Some ideas on using Python for verification code recognition

Source: Internet
Author: User
Tags tesseract ocr

Reprint: @ Xiao Wu Yi Http://www.cnblogs.com/xiaowuyi


Python Plus "Verification Code" for keywords in Baidu Search, you can find a lot of verification code identification of the article. I have a general look, the main methods have several categories: one is through the processing of pictures, and then use the Font feature matching method, a kind of image processing after the establishment of character dictionary, there is a kind of direct use of OCR module to identify. Regardless of the method, you need to first deal with the image, so try to analyze the following verification code.
First, image processing


The main factor in this verification code is the middle curve, first consider removing the curve from the picture. Two kinds of algorithms are considered:
The first is to take the position of the curve head first, that is, the position of the black point when x=0. Then move back the X value, observe the location of the black dots under each X, and determine the distance between the two adjacent black dots, if the distance is within a certain range, you can basically judge the point is the point on the curve, and finally the point on the curve is painted white. Try this method, the results obtained by the picture effect is very general, the curve can not be completely removed, and the capacity of the character line removal.
The second consideration is to calculate the density of points within the unit area. So first calculate the number of points within the unit area, the unit area within the number of points less than a specified number of areas to remove, the remaining part is basically the verification code character part. In this case, for ease of operation, the 5*5 is taken as the unit range and the standard density of the points within the unit area is adjusted to 11. The effect after processing:



Second, character verification
The method I use here is to use Pytesser for OCR recognition, but because of the irregularity of this kind of verification code character, the accuracy of the verification result is not very high. Specifically which Daniel, there is any good way, hope to give advice.
III. Preparation Work and code examples
1, PIL, Pytesser, tesseract
(1) Installation pil::http://www.pythonware.com/products/pil/
(2) pytesser::http://code.google.com/p/pytesser/, after the download decompression directly placed in the same Code folder, you can use.
(3) Tesseract OCR engine Download: http://code.google.com/p/tesseract-ocr/, unzip after download, find Tessdata folder, Use it to replace the Pytesser extracted Tessdata folder.
2. Specific code

#encoding =utf-8## #利用点的密度计算import image,imageenhance,imagefilter,imagedrawimport sysfrom pytesser Import *# Count the number of points within the range def numpoint (IM): w,h = im.size data = List (Im.getdata ()) mumpoint=0 for X in range (W): For Y in range (h): if data[y*w + x]!=255: #255是白色 mumpoint+=1 return Mumpoint #计            Calculates the density of points within the 5*5 range def pointmidu (IM): W,h = Im.size p=[] for y in range (0,h,5): For x in Range (0,w,5): box = (x, y, x+5,y+5) im1=im.crop (box) a=numpoint (IM1) if a<11:# #如果5 less than 11 points in the range, then the part is fully                Part to White. For I in Range (x,x+5): for J in Range (y,y+5): Im.putpixel ((i,j), 255) Im.save (R ' img.jpg ') def ocrend (): # #识别 image_name = "img.jpg" im = Image.open (image_name) im = Im.filter (imagefilt Er. Medianfilter ()) enhancer = Imageenhance.contrast (im) im = enhancer.enhance (2) im = Im.convert (' 1 ') Im.save ("1. TIF ") printImage_file_to_string (' 1.tif ') if __name__== ' __main__ ': image_name = "1.png" im = Image.open (image_name) IM     = Im.filter (imagefilter.detail) im = Im.filter (imagefilter.medianfilter ()) enhancer = Imageenhance.contrast (IM) im = Enhancer.enhance (2) im = Im.convert (' 1 ') # #a =remove_point (IM) Pointmidu (IM) ocrend ()

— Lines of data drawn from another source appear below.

PR #682, opened 2019-07-24
Fix use-after-free problem in UT

dangleptr:
All servers depend on metaClient. 

So release meta client after servers.


dangleptr:
Jenkins go

dutor:
@monadbobo Please have a check.

PR #683, opened 2019-07-24
Support variable/pipe reference in WHERE and YIELD

### LINKED ISSUE #432: how to take properties to the next hops?
for example:

vertex:  player:100,   play:101,   team:200

edge1: player: 100  --like--> player 101

edge2:  player 101  ---serve---> team 20

Two hop query:  go from 100 over like yield $^[player].name as p1, $$[player].age as p2 | go from ($-:id ??) over serve yield (how to get p1 and p2?)

dutor:
As title.

This PR will close #432


src/graph/test/GoTest.cpp
```diff
@@ -314,5 +314,99 @@ TEST_F(GoTest, VertexNotExist) {
...
+            {"Chris Paul", "LeBron James", "Ray Allen"},
+            {"Chris Paul", "Carmelo Anthony", "LeBron James"},
+            {"Chris Paul", "Carmelo Anthony", "Dwyane Wade"},
+            {"Chris Paul", "Dwyane Wade", "LeBron James"},
+            {"Chris Paul", "Dwyane Wade", "Carmelo Anthony"},
+        };
+        ASSERT_TRUE(verifyResult(resp, expected));
+    }
+}
+
```
CPWstatic: I think we should add ```GO N STEPS``` to test BackTracker.

dutor:
jenkins go for fun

I this method, the final recognition rate is really not high, write out, which Master has good ideas or practices, hope to enlighten!

Some ideas on using Python for verification code recognition

Contact Us

The content source of this page is from Internet, which doesn't represent Alibaba Cloud's opinion; products and services mentioned on that page don't have any relationship with Alibaba Cloud. If the content of the page makes you feel confusing, please write us an email, we will handle the problem within 5 days after receiving your email.

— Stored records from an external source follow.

PR #2483, opened 2021-06-30
Raft problem

sherlockkenan:

####. fix inconsistency problem in raftpart appendlog method.

*Hi, when I read  the  implementation of raft in neblua,  I found out that may exist a inconsistency problem. In the raftpart,  if  a follower receive  logs  from  leader conflicting with itself,  it will rollback  the  log to lastCommitID. such behavior may cause inconsistency commit logs. 

here is a picture to show how it may happend : 
image

I think that the follower could not deletes the log arbitrarily. because some logs may have been already committed.

I  refine the  implementation to follow the guildline in the paper of raft .
image

no 

no

### Checklist

### DIFF
--- a/src/kvstore/raftex/RaftPart.cpp
+++ b/src/kvstore/raftex/RaftPart.cpp
@@ -1584,7 +1584,7 @@ void RaftPart::processAppendLogRequest(
                                             req.get_log_str_list().end());
 
     // may be need to rollback wal_
-    if (!( req.get_last_log_id_sent() == wal_->lastLogId() && req.get_last_log_term_sent() == wal_->lastLogTerm())) {
+    if (!(req.get_last_log_id_sent() == lastLogId_ && req.get_last_log_term_sent() == lastLogTerm_)) {
         // check the diff index in log
         size_t diffIndex = 0;
         {
--- a/src/kvstore/raftex/RaftPart.cpp
+++ b/src/kvstore/raftex/RaftPart.cpp
@@ -1548,56 +1548,92 @@ void RaftPart::processAppendLogRequest(
     }
 
     // req.get_last_log_id_sent() >= committedLogId_
-    if (lastLogTerm_ > 0 && req.get_last_log_term_sent() != lastLogTerm_) {
-        LOG(INFO) << idStr_ << "The local last log term is " << lastLogTerm_
-                << ", which is different from the leader's prevLogTerm "
-                << req.get_last_log_term_sent()
-                << ", the prevLogId is " << req.get_last_log_id_sent()
-                << ". So need to rollback to last committedLogId_ " << committedLogId_;
-        if (wal_->rollbackToLog(committedLogId_)) {
+    if (req.get_last_log_id_sent() == lastLogId_ && req.get_last_log_term_sent() == lastLogTerm_) {
+        // nothing to do
+        // just append log later
+    } else if (req.get_last_log_id_sent() > lastLogId_) {
+        // There is a gap
+        LOG(INFO) << idStr_ << "Local is missing logs from id " << lastLogId_
+                  << ". Need to catch up";
+        resp.set_error_code(cpp2::ErrorCode::E_LOG_GAP);
+        return;
+    } else  {
+        // check the term
+        int reqLastLogTerm  = wal_->getLogTerm(req.get_last_log_id_sent());
+        if (req.get_last_log_term_sent() != reqLastLogTerm) {
+            LOG(INFO) << idStr_ << "The local log term is " << reqLastLogTerm
+                      << ", which is different from the leader's prevLogTerm "
+                      << req.get_last_log_term_sent()
+                      << ", the prevLogId is " << req.get_last_log_id_sent()
+                      << ". So ask leader to send logs from committedLogId " << committedLogId_;
+            TermID committedLogTerm = wal_->getLogTerm(committedLogId_);
+            if (committedLogTerm > 0 ) {
+                resp.set_last_log_id(committedLogId_);
+                resp.set_last_log_term(committedLogTerm);
+            }
+            resp.set_error_code(cpp2::ErrorCode::E_LOG_GAP);
+            return;
+        }
+    }
+
+    // request get_last_log_term_sent  == wal[get_last_log_id_sent].log_term
+    size_t numLogs = req.get_log_str_list().size();
+    LogID firstId = req.get_last_log_id_sent() + 1;
+
+    std::vector<cpp2::LogEntry> logEntries (req.get_log_str_list().begin(),
+                                            req.get_log_str_list().end());
+
+    // may be need to rollback wal_
+    if (!( req.get_last_log_id_sent() == wal_->lastLogId() && req.get_last_log_term_sent() == wal_->lastLogTerm())) {
+        // check the diff index in log
+        size_t diffIndex = 0;
+        {
+            std::unique_ptr<LogIterator> it = wal_->iterator(firstId,firstId + numLogs);
+            for (size_t i = 0; i < numLogs && it->valid(); i++, ++(*it), diffIndex ++ ) {
+                int logTerm  =  it->logTerm();
+                if (req.get_log_term() !=  logTerm) {
+                    break;
+                }
+            }
+            it.reset();
+        }
+
+        //  stale log
+        if (diffIndex == numLogs) {
+            resp.set_last_log_id(firstId + numLogs - 1);
+            resp.set_last_log_term(req.get_log_term());
+            resp.set_error_code(cpp2::ErrorCode::E_LOG_STALE);
+            //nothing to append
+            return;
+        }
+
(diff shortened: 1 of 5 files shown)


Shylock-Hg:
I have a problem in above flow in this picture, that stage 2 is impossible, the leader will commit after log committed already in major.

Shylock-Hg:
I have a problem about the flow in above picture, in that, the leader must commit after committed by major, but the stage 1,2 doesn't.

critical27:
👍 , this is a known issue (long story). I'll review later.

sherlockkenan:
> I have a problem about the flow in above picture, in that, the leader must commit after committed by major, but the stage 1,2 doesn't.

 the leader could commit  after it sends logs to major successfully. after that leader update its commit message to followers in the next request. before leader transfer its commit message, commitId between leader and followers could be different.

src/kvstore/wal/FileBasedWal.cpp
```diff
@@ -792,5 +792,14 @@ size_t FileBasedWal::accessAllBuffers(std::function<bool(BufferPtr buffer)> fn)
     return count;
 }
 
+TermID FileBasedWal::getLogTerm(LogID id) {
+    TermID term = -1;
+    auto walIter = std::make_unique<FileBasedWalIterator>(shared_from_this(), id, id);
```
critical27, line 797: You could try to read from memory cache first, it could be quite slow.

src/kvstore/raftex/RaftPart.cpp
```diff
@@ -1548,56 +1548,92 @@ void RaftPart::processAppendLogRequest(
...
+        if (req.get_last_log_term_sent() != reqLastLogTerm) {
+            LOG(INFO) << idStr_ << "The local log term is " << reqLastLogTerm
+                      << ", which is different from the leader's prevLogTerm "
+                      << req.get_last_log_term_sent()
+                      << ", the prevLogId is " << req.get_last_log_id_sent()
+                      << ". So ask leader to send logs from committedLogId " << committedLogId_;
+            TermID committedLogTerm = wal_->getLogTerm(committedLogId_);
+            if (committedLogTerm > 0 ) {
+                resp.set_last_log_id(committedLogId_);
+                resp.set_last_log_term(committedLogTerm);
```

If you find any instances of plagiarism from the community, please send an email to: info-contact@alibabacloud.com and provide relevant evidence. A staff member will contact you within 5 working days.

A Free Trial That Lets You Build Big!

Start building with 50+ products and up to 12 months usage for Elastic Compute Service

  • Sales Support

    1 on 1 presale consultation

  • After-Sales Support

    24/7 Technical Support 6 Free Tickets per Quarter Faster Response

  • Alibaba Cloud offers highly flexible support services tailored to meet your exact needs.